Ashcroft's War

March 1, 2005

Should physicians be permitted to assist a terminally ill patient commit suicide?

Should physicians be permitted to assist a terminally ill and mentally competent patient in committing suicide? This highly contentious issue has been working its way through our courts and legislatures, and it's about to come to a head.

In 1997, the U.S. Supreme Court ruled 9-0 that there is no constitutional right to physician-assisted suicide, meaning laws could be passed banning the practice. But the court left open the possibility that states could pass laws permitting it.

That same year, Oregon voters overwhelmingly approved the Death With Dignity Act. Oregon is the only state where physicians may prescribe a lethal dose of medicine for a patient to self-administer; two doctors must first confirm both that the patient has less than six months to live and is mentally competent to make that request.

Soon after the Oregon measure was approved, Sen. John Ashcroft (R-Mo.) tried to block the Oregon law but was rebuffed by then-Attorney General Janet Reno.

When Ashcroft got Reno's job in 2001 after losing his reelection bid, he decreed that assisting suicide is not a "legitimate medical purpose" for dispensing drugs. The Justice Department threatened to revoke medical licenses of physicians who assisted in a suicide.
But the federal courts blocked Ashcroft, saying he had exceeded his authority because the regulation of medical licenses is a state matter. 

Undeterred, Ashcroft late last year directed the Justice Department to appeal to the Supreme Court as one of his final acts before resigning.

If the Supreme Court sides with Oregon against the Justice Department, advocates say they will try to enact more Oregon-style laws, state by state, through referenda or the legislatures. But if the Justice Department prevails, it would end legal acceptance of physician-assisted suicide, if not the act itself.

About 6 percent of U.S. physicians have assisted terminally ill patients in ending their lives, according to a survey published in 1998 by the New England Journal of Medicine -- that's well over 15,000 physician-assisted suicides.

It's no secret that some physicians prescribe large doses of pain medicine for patients, knowing -- hoping -- that as they near the very end of their lives, it will accelerate death. Should this under-the-table approach be the extent to which physicians may end the suffering of terminally ill patients? 

The question is obscuring the traditional liberal v. conservative alliances.

Proponents --  many liberals, "small government" conservatives, and libertarians -- contend that it is cruel and inhumane to block terminally ill patients --  especially those in great pain --  from ending their lives peacefully and with dignity. They argue that the Oregon experiment proves that with physicians in charge, assisted suicide will remain rare: since the law took effect eight years ago, there have been only 171 reported physician-assisted suicides.

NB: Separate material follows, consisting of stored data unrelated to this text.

PR #642, opened 2025-04-06
fix: throw error if BROWSERBASE env is set without API key (fixes #592)

### LINKED ISSUE #592: Stagehand env set to "BROWSERBASE", but API key is undefined—defaults to LOCAL instead of throwing an error

omlahore:
Fixes #592

# why
Previously, the fallback to LOCAL mode was silent, which could be misleading in production. Now, the constructor and `getBrowser()` both throw informative errors to help developers catch misconfigurations early.

# what changed
This PR adds an explicit error when `env: "BROWSERBASE"` is used without a valid `BROWSERBASE_API_KEY`.

# test plan
Tested with `npm run example` and verified the error is thrown as expected.

### DIFF
--- a/lib/index.ts
+++ b/lib/index.ts
@@ -79,14 +79,11 @@ async function getBrowser(
 ): Promise<BrowserResult> {
   if (env === "BROWSERBASE") {
     if (!apiKey) {
-      logger({
-        category: "init",
-        message:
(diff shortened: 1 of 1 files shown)


kamath (approved):
thanks for your contribution! continuing this in #633

Issue #643, opened 2025-04-07
Stagehand Agent mode should allow providing baseURL for OpenAICUAClient


majkiw:
# Background
Hi, when configuring `Stagehand` itself, you can override llmClient options, or even the whole `llmClient` like this:
```
const stagehand = new Stagehand({
  browserbaseSessionID: browserSession.sessionId,
  modelClientOptions: {
    apiKey: "",
    baseURL: "",
  },
  llmClient: CustomOpenAIClient()
```
💯 

# Problem
However when running `stagehand.agent` you can only set the `apiKey` via:
```
const agent = stagehand.agent({
  options: {
    apiKey: process.env.OPENAI_API_KEY,
  },
```

Because all the other parameters, most importantly `baseURL`, are ignored in the `OpenAICUAClient`:
```
    // Store client options for reference
    this.clientOptions = {
      apiKey: this.apiKey,
    };

    // Initialize the OpenAI client
    this.client = new OpenAI(this.clientOptions);
```

# Ask
Could `stagehand.agent` support the whole `export type ClientOptions = OpenAIClientOptions | AnthropicClientOptions;` options, just like `Stagehand` constructor does?
At the very least, the `baseURL` (that nota bene seems to be passed in the `AnthropicCUAClient.ts`)

For bonus points: allow for a full `llmClient` override, just like in the `Stagehand` constructor to support custom instrumentation.

majkiw:
I went ahead and created the minimal PR that respects `baseURL` in the `OpenAICUAClient.ts` (matching the `AnthropicCUAClient.ts`): https://github.com/browserbase/stagehand/pull/644

bpetty-interlace:
Isn't this required to work with Azure OpenAI?
This seems like an important enhancement.

Kamilczak020:
This is also required for any agent setup that sits behind a proxy - as of right now, it does not respect it.
This is true for OpenAI as well as other model SDKs, such as Anthropic

PR #644, opened 2025-04-07
OpenAICUAClient.ts reads `baseUrl` from `clientOptions`

majkiw:
# why
https://github.com/browserbase/stagehand/issues/643

# what changed
OpenAICUAClient now respects `baseURL` passed in the options

### DIFF
--- a/lib/agent/OpenAICUAClient.ts
+++ b/lib/agent/OpenAICUAClient.ts
@@ -43,6 +43,7 @@ export class OpenAICUAClient extends AgentClient {
       (clientOptions?.apiKey as string) || process.env.OPENAI_API_KEY || "";
     this.organization =
       (clientOptions?.organization as string) || process.env.OPENAI_ORG;
+    this.baseURL = (clientOptions?.baseURL as string) || undefined;
 
     // Get environment if specified
     if (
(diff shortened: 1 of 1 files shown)


kamath:
Thanks so much for opening this PR! Ideally this would take the entire `clientOptions` type -- happy to take that on unless you want to add that to this PR

majkiw:
Thanks @kamath!
I thought I'd add that, too, but I ran into some backward compatibility questions.
Probably better if I just pass it to you then.

As I mentioned in the [issue](https://github.com/browserbase/stagehand/issues/643), ideally, we would be able to pass the whole `llmClient` to support custom instrumentation for better observability (just like for the `Stagehand` constructor).

But for now, to unblock our pilot implementation, just that `baseURL` would be very helpful 🙏

packages/core/lib/v3/agent/AnthropicCUAClient.ts
```diff
@@ -53,13 +55,7 @@ export class AnthropicCUAClient extends AgentClient {
     }
 
     // Store client options for reference
-    this.clientOptions = {
-      apiKey: this.apiKey,
-    };
-
-    if (this.baseURL) {
-      this.clientOptions.baseUrl = this.baseURL;
```
majkiw, line 68: This probably didn't work as it was setting `baseUrl` instead of `baseURL`

PR #652, opened 2025-04-09
feat: handle key press

hitesh-ag1:
# why
enable actions using key press commands on screen

# what changed
- Added press key, val in `SupportedPlaywrightAction` enum
- Modified instruction prompt under `buildActObservePrompt`
- Added two examples - `examples/google_enter.ts`, `examples/try_wordle.ts`

# test plan
- Tested key presses in google search and wordle


kamath:
merged in #661! congrats on your first contribution!

PR #668, opened 2025-04-15
Stagehand Evaluator & first agent evals

miguelg719:
# why
Deterministic evals require high maintenance. A balanced approach is what most frontier labs use for evaluating models: **_LLMs as judges_.** Although not as deterministic as our current evals, this new category scales better while randomizing the potential judging error. Introducing:
### Stagehand Evaluator

# what changed
Created a new class `Evaluator` which reuses a stagehand object to leverage the `llmClient` functionality, sending a screenshot (currently, maybe text-only in the future) asking a question or set of questions (batch). 

Example usage:
```ts
  const evaluator = new Evaluator(stagehand);

  // single evaluation
  const result = await evaluator.evaluate({
    question: "Is the form name input filled with 'John Smith'?"
  });

  // batch evaluate
  const results = await evaluator.batchEvaluate({
    questions: [
      "Is the form name input filled with 'John Smith'?",
      "Is the form email input filled with 'john.smith@example.com'?",
      "Is the 'Are you the domain owner?' option selected as 'No'?",
    ],
    strictResponse: true, // whether or not to throw an error on evaulations !== YES | NO
  });
```

Evaluator will then return a response in the following format:
```
{
   evaluation: "YES" | "NO",
   reasoning:  "reasoning about the evaluation process"
}
```

Also added a few evals for agent that use `Evaluator` as the judge

# test plan
- [x] Tested with local evals
- [x] Tested with BB evals

### DIFF
--- a/evals/evaluator.ts
+++ b/evals/evaluator.ts
@@ -6,69 +6,15 @@
  */
 
 import { AvailableModel, ClientOptions, Stagehand } from "@/dist";
+import { LLMResponseError } from "@/types/stagehandErrors";
 import dotenv from "dotenv";
+import {
+  EvaluateOptions,
+  EvaluationResult,
+  BatchEvaluateOptions,
+} from "@/types/evaluator";
 
 dotenv.config();
-
-export interface EvaluateOptions {
-  /**
-   * The question to ask about the task state
-   */
-  question: string;
-  /**
-   * Custom system prompt for the evaluator
-   */
-  systemPrompt?: string;
-  /**
-   * Delay in milliseconds before taking the screenshot
-   * @default 1000
-   */
-  screenshotDelayMs?: number;
-  /**
-   * Whether to throw an error if the response is not a clear YES or NO
-   * @default false
-   */
-  strictResponse?: boolean;
-}
-
-export interface BatchEvaluateOptions {
-  /**
-   * Array of questions to evaluate
-   */
-  questions: string[];
-  /**
-   * Custom system prompt for the evaluator
-   */
-  systemPrompt?: string;
-  /**
-   * Delay in milliseconds before taking the screenshot
-   * @default 1000
-   */
-  screenshotDelayMs?: number;
-  /**
-   * Whether to throw an error if any response is not a clear YES or NO
-   * @default false
-   */
-  strictResponse?: boolean;
-  /**
-   * The reasoning behind the evaluation
-   */
-  reasoning?: string;
-}
-
-/**
- * Result of an evaluation
- */
-export interface EvaluationResult {
-  /**
-   * The evaluation result ('YES', 'NO', or 'INVALID' if parsing failed or value was unexpected)
-   */
-  evaluation: "YES" | "NO" | "INVALID";
-  /**
-   * The reasoning behind the evaluation
-   */
-  reasoning: string;
-}
 
 export class Evaluator {
   private stagehand: Stagehand;
@@ -117,7 +63,7 @@ export class Evaluator {
     );
 
     const response = await llmClient.createChatCompletion({
-      logger: () => {},
+      logger: this.stagehand.logger,
       options: {
         messages: [
           { role: "system", content: systemPrompt },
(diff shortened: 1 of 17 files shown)


evals/initStagehand.ts
```diff
@@ -33,6 +34,15 @@ const StagehandConfig = {
...
   disablePino: true,
+  browserbaseSessionCreateParams: {
+    projectId: process.env.BROWSERBASE_PROJECT_ID!,
+    browserSettings: {
+      viewport: {
+        width: 1024,
+        height: 768,
+      },
+    },
+  },
```
miguelg719, line 45: can this mess with existing evals? should we make it an agent category property?

evals/evaluator.ts
```diff
@@ -0,0 +1,359 @@
...
+ * usually represented as a screenshot.
+ * The evaluator will reply with YES or NO given the state of the provided task.
+ */
+
+import { AvailableModel, ClientOptions, Stagehand } from "@/dist";
+import dotenv from "dotenv";
+
+dotenv.config();
+
+export interface EvaluateOptions {
```
miguelg719: need to move types

peytoncasper:
My only comment would be that in general for LLM-as-a-Judge you should enforce JSON output with a schema rather than freeform text. This helps drive more determinism in my experience even if its just

 {"passed": True}

You can also then pass in response_mime_type: "application/json" in Gemini's case which does token filtering. I believe this is one of the largest drivers of Gemini's data extraction capabilities. 

Other than that, great idea

EDIT

Just realized you are doing that essentially but providing YES | NO as options inside a JSON object. Apologies.

miguelg719:
Thanks for the pointer on the mime type @peytoncasper! I was hoping to integrate that next into the gemini client abstraction

evals/initStagehand.ts
seanmcguire12: should be fine

evals/evaluator.ts
```diff
@@ -0,0 +1,359 @@
...
+        JSON.parse(cleanedResponse);
+
+      // Validate structure
+      if (
+        typeof parsedResult !== "object" ||
+        parsedResult === null ||
+        typeof parsedResult.evaluation !== "string" ||
+        typeof parsedResult.reasoning !== "string"
+      ) {
+        throw new Error(
```
seanmcguire12: can we add some custom errors?

evals/index.eval.ts
```diff
@@ -322,6 +388,7 @@ const generateFilteredTestcases = (): Testcase[] => {
             logger,
             llmClient,
             useTextExtract: shouldUseTextExtract,
+            modelName: input.modelName,
```
seanmcguire12, line 380: why do we need to pass in the modelName? is this bc agent wont work with external client providers like aiSDK etc?

evals/evaluator.ts
miguelg719: [f53fed6](https://github.com/browserbase/stagehand/pull/668/commits/f53fed61c3b7e008da6074e128521140f57e440d)

evals/index.eval.ts
miguelg719: It's because the modelName is defined inside the `agent` constructor, whereas LLM models are set in the Stagehand constructor. For example, in `google_flights.ts`:
```ts
export const google_flights: EvalFunction = async ({
  debugUrl,
  sessionUrl,
  stagehand,
  logger,
  modelName, // <-- This is needed here
}) => {
  await stagehand.page.goto("https://google.com/travel/flights");

  const agent = stagehand.agent({
    model: modelName, // <-- so that we can pass it here
...
```

evals/evaluator.ts
seanmcguire12, line 1: nit: should prob put these prompts & prompt building functions in `prompts.ts`, could do this in a fast follow

seanmcguire12 (approved):

evals/evaluator.ts
miguelg719: sg made a note for this

PR #669, opened 2025-04-15
default to stagehand LLM clients for evals

seanmcguire12:
# why
- we shouldn't use aiSDK (or any other external LLM clients) for evals by default, especially not in CI. We should be testing against our own custom clients
- we still want to be able to wrapped external clients so that we can easily get telemetry in braintrust
# what changed
- added a new CLI arg `useExternalClients` that defaults to false. if you want to run evals with external clients (to get telemetry, you can set `useExternalClients=true`
# test plan
- this is it


miguelg719 (approved):

kamath (approved):

kamath (changes requested):
accidentally approved, `-useExternalClient=true` isn't working for me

Physicians, because of their ability to judge the totality of the circumstances -- a patient's medical and mental condition, the quality of the remainder of his life -- are best suited to take on this role, sometimes permitting it, and other times not.

Opponents -- some liberals and "social" conservatives -- say that many terminally ill patients suffer unnecessarily because they receive inadequate medication for pain and the depression that often accompanies the diagnosis of a terminal illness. Government should foster proper medical treatment --  including enhanced use of medicine -- rather than encourage physician-assisted suicide.

Opponents also fear that legalized physician-assisted suicide will create a climate where the elderly, poor, and other vulnerable people will feel pressured to accelerate the end of their lives so as not to be "a burden" on their loved ones. They also wonder, if physician-assisted suicide is OK for terminally ill patients with six months to live, what about patients with two years --  or five?

What's unacceptable today could become the norm tomorrow.
Each side heartily believes in the rightness of its cause. As the issue is debated, the views and experiences of physicians with practical, real-world experience outside the beltway of Washington, D.C., must be heard.


Whatever the outcome, the "nod and wink" method of ending life will certainly continue. But in a way that seems terribly wrong: it means physicians risk the loss of their medical licenses, and the ability to practice.

That's not fair to families, patients, or physicians.